PR #2441, opened 2021-12-01
Transfer reward safe

tintinthong:
- I made this branch mainly to TEST the transfer function E2E. I suggest to put this in first as this in the sdk first anyway
  - [x] after transfer, reward safe can be claim rewards & withdraw out of it
- There has been a bit of discussion on where reward safe will get funds to pay for gas https://discord.com/channels/584043165066199050/830994718694441031/915197835304116225. Current implementation suggested by me is to use reward tokens claimed (this is what this pr does and deafults the gas payment token to cardCpxd). Other standing suggestion is to use prepaid card to pay for the gas but the protocol currently doesn't support it. As discussed we have decided to KIV the gas payment.


packages/cardpay-sdk/sdk/reward-manager/base.ts
```diff
@@ -520,6 +520,129 @@ The owner of reward safe ${safeAddress} is ${rewardSafeOwner}, but the signer is
...
+
+    // Temporarily, transfer function will use card as a the default gas token
+    // This means that the safe has to have card tokens within it before it can transfer
+    // This will change after we finalise the gas policy
+    let gasTokenAddress = await getAddress('cardCpxd', this.layer2Web3);
+    let gasToken = new this.layer2Web3.eth.Contract(ERC20ABI as AbiItem[], gasTokenAddress);
+
+    let safeBalance = new BN(await gasToken.methods.balanceOf(safeAddress).call());
+
+    let rewardSafeDelegateAddress = await getAddress('rewardSafeDelegate', this.layer2Web3);
```
alex-cardstack, line 562: same lookup issue here

alex-cardstack (approved):
Looks good to me except same address lookup issue

PR #2442, opened 2021-12-01
🔔 ⚙️ Notification preferences

jurgenwerk:
Ticket: [CS-2615](https://linear.app/cardstack/issue/CS-2615/hub-endpoint-to-update-push-notification-preferences-enabledisable)

This PR introduces the ability to fetch and modify push notification preferences for users of Card Wallet app. I believe there will be toggles where users will be able to enable or disable types of notificiations. 

There are two new tables, `notification_types` (need to run seeding), and `notification_preferences`:

```
                  id                  |    notification_type     | default_status |         created_at
--------------------------------------+--------------------------+----------------+----------------------------
 10b75b75-b855-42eb-893e-d223995b8872 | merchant_revenue_claimed | enabled        | 2021-11-30 14:59:09.179027
 1137c2b1-fb2e-45d2-9f62-d365b989d151 | merchant_payment         | enabled        | 2021-11-30 14:59:09.179027
 ```
 
 ```
  owner_address |         notification_type_id         |  status  |         created_at
---------------+--------------------------------------+----------+----------------------------
 0x0            | 10b75b75-b855-42eb-893e-d223995b8872 | disabled | 2021-12-02 12:57:18.766785
 ```
 
The way this works is that when there are no user preferences saved, the endpoint will return the default statuses from the 1st table. But when there is an override (a custom setting) defined in the 2nd table, the endpoint will respond with that (and not with the default value). The point of this is that we don't need to save preferences for each and every user separately. 

The endpoint is `/api/push-notification-registrations`. GET will return all notification preferences for the current wallet address, for example:

```
{
data: [
  {
    type: 'notification-preference',
    attributes: {
      'notification-type': 'merchant_revenue_claimed',
      'owner-address': '0x2f58630CA445Ab1a6DE2Bb9892AA2e1d60876C13',
      status: 'enabled',
    },
  },
  {
    type: 'notification-preference',
    attributes: {
      'notification-type': 'merchant_payment',
      'owner-address': '0x2f58630CA445Ab1a6DE2Bb9892AA2e1d60876C13',
      status: 'enabled',
    },
  },
],
}
```

To toggle a notification type, the Card Wallet app will issue a POST request with the following content where it specifies whether it should be enabled or disabled:

```
data: {
  type: 'notification-preference',
  attributes: {
    'notification-type': 'merchant_revenue_claimed',
    status: 'disabled',
  },
},
```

○ ○ ○

→ **WHAT YOU WILL DO**: Your response should contain each line of the listing in which the word "where" occurs.

→ **RESPONSE TO THIS EXERCISE**:
- There has been a bit of discussion on where reward safe will get funds to pay for gas https://discord.com/channels/584043165066199050/830994718694441031/915197835304116225. Current implementation suggested by me is to use reward tokens claimed (this is what this pr does and deafults the gas payment token to cardCpxd). Other standing suggestion is to use prepaid card to pay for the gas but the protocol currently doesn't support it. As discussed we have decided to KIV the gas payment.
This PR introduces the ability to fetch and modify push notification preferences for users of Card Wallet app. I believe there will be toggles where users will be able to enable or disable types of notificiations. 
To toggle a notification type, the Card Wallet app will issue a POST request with the following content where it specifies whether it should be enabled or disabled:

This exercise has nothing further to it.